EXERCISE DESCRIPTION ->
Going through the entries below, find how many lines hold "formulas", then give that number alone.

THE RECORDS ->
━━━━

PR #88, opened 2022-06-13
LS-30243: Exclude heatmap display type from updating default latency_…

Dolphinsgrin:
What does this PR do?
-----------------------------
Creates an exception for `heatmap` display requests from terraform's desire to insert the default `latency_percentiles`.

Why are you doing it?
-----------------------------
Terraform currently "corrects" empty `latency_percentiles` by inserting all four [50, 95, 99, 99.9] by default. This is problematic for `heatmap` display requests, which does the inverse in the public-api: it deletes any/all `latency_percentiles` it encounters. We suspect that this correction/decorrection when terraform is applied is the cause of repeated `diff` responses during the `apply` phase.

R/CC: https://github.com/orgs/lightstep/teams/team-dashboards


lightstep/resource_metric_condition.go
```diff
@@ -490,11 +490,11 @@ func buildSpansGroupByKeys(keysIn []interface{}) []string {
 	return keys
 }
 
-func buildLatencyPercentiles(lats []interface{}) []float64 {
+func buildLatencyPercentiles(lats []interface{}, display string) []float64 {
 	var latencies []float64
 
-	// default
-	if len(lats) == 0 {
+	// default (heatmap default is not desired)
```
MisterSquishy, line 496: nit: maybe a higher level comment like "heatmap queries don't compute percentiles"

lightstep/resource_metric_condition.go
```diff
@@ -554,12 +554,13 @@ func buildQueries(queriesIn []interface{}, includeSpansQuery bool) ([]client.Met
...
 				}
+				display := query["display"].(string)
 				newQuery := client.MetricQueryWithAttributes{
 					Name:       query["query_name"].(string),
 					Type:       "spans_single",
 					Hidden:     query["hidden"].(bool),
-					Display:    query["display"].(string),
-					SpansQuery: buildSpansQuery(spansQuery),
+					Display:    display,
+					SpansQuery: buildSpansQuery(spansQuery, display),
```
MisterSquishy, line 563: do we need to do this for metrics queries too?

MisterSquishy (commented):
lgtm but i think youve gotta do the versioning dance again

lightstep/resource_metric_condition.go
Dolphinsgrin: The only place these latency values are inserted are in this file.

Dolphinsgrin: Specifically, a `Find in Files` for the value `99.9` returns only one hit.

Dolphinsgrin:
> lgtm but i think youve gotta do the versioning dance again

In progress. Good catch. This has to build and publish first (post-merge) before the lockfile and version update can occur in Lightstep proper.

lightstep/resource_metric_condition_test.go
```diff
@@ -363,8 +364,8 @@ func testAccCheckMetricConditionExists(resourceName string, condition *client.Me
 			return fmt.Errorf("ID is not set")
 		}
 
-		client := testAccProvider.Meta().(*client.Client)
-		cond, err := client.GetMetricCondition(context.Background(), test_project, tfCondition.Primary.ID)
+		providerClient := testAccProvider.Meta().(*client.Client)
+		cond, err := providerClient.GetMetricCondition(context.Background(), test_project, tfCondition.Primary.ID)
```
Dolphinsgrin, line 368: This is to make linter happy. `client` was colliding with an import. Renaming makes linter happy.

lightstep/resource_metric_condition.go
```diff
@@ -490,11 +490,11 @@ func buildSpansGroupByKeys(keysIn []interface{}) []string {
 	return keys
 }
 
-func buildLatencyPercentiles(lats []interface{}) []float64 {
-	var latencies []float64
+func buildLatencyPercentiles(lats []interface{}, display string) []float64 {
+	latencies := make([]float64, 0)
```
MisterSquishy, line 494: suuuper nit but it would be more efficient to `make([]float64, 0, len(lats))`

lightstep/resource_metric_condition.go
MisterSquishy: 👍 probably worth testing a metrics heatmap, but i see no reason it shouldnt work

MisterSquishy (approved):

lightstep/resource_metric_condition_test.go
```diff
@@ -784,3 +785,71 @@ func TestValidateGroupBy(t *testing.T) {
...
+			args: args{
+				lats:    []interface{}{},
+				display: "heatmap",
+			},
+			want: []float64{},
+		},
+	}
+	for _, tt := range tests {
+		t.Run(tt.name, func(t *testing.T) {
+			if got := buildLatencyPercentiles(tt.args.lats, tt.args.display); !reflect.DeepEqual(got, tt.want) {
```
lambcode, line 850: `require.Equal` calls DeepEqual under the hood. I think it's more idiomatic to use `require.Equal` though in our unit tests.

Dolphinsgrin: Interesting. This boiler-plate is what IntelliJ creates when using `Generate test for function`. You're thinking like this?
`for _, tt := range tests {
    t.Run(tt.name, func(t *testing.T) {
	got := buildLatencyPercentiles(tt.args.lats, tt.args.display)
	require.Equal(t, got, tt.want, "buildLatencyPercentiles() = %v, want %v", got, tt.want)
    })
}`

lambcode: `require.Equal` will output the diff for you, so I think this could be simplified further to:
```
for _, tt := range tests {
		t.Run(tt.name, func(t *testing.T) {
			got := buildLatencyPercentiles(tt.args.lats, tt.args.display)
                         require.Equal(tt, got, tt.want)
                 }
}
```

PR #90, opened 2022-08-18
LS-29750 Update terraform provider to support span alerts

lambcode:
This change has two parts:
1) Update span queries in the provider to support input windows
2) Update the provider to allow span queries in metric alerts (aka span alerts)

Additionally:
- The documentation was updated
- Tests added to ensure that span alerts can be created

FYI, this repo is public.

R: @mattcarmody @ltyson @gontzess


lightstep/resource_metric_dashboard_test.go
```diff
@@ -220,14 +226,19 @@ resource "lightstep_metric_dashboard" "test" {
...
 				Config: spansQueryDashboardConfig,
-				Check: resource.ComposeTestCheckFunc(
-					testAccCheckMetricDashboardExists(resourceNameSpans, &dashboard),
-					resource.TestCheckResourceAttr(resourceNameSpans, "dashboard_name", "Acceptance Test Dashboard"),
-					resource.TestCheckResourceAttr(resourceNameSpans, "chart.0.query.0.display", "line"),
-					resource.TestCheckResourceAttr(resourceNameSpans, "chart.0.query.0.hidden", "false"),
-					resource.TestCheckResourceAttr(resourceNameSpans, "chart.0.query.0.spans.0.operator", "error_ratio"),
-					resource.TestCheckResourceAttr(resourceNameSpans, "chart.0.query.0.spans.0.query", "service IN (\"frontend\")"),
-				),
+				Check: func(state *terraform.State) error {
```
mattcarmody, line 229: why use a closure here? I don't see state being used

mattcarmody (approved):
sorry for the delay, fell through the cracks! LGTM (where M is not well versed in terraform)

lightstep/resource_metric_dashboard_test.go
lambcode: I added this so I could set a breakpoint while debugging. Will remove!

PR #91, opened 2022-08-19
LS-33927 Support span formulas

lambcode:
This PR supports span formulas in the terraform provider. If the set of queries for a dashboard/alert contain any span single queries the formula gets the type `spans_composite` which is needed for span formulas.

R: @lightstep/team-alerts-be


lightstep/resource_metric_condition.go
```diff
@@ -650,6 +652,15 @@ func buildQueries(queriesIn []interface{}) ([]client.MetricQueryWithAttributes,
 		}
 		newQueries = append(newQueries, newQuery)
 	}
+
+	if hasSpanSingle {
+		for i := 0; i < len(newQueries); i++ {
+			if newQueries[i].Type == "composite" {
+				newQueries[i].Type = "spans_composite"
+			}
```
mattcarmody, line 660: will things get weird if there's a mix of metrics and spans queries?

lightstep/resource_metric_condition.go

━━━━

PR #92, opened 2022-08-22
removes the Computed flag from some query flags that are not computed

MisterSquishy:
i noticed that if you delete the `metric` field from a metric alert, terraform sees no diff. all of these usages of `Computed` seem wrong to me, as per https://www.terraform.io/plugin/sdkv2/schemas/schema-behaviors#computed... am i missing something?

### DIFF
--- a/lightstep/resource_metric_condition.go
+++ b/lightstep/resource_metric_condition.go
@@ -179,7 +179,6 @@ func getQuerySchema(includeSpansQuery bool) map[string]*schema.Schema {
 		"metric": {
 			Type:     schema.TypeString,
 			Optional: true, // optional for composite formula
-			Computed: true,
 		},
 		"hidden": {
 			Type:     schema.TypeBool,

━━━━

TASK SOLUTION ->
2